PR #556, opened 2021-10-29
Langevin Stein kernel and quadrature test problems

fxbriol:
# In a Nutshell
Adds Langevin Stein kernels and some quadrature test problems.

# Detailed Description
Langevin Stein kernels are characterized by the property that their kernel mean embedding can be chosen arbitrarily. This property is particularly useful for Bayesian quadrature where kernel mean embeddings are needed to compute a belief over the integrand.

### TODO
- [ ] Tests
- [ ] Test problems

### DIFF
--- a/setup.cfg
+++ b/setup.cfg
@@ -72,7 +72,8 @@ full =
 
 # Dependencies needed to run the tests (semicolon/line-separated)
 test =
-    pytest>=4.6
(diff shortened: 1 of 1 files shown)


JonathanWenger:
@fxbriol Could you link the website with the test functions for quadrature, that you mentioned offline?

- _EXERCISE OBJECTIVE_
Go through the records above and write each one out again exactly.

- _TASK RESPONSE_
PR #556, opened 2021-10-29
Langevin Stein kernel and quadrature test problems

fxbriol:
# In a Nutshell
Adds Langevin Stein kernels and some quadrature test problems.

# Detailed Description
Langevin Stein kernels are characterized by the property that their kernel mean embedding can be chosen arbitrarily. This property is particularly useful for Bayesian quadrature where kernel mean embeddings are needed to compute a belief over the integrand.

### TODO
- [ ] Tests
- [ ] Test problems

### DIFF
--- a/setup.cfg
+++ b/setup.cfg
@@ -72,7 +72,8 @@ full =
 
 # Dependencies needed to run the tests (semicolon/line-separated)
 test =
-    pytest>=4.6
(diff shortened: 1 of 1 files shown)


JonathanWenger:
@fxbriol Could you link the website with the test functions for quadrature, that you mentioned offline?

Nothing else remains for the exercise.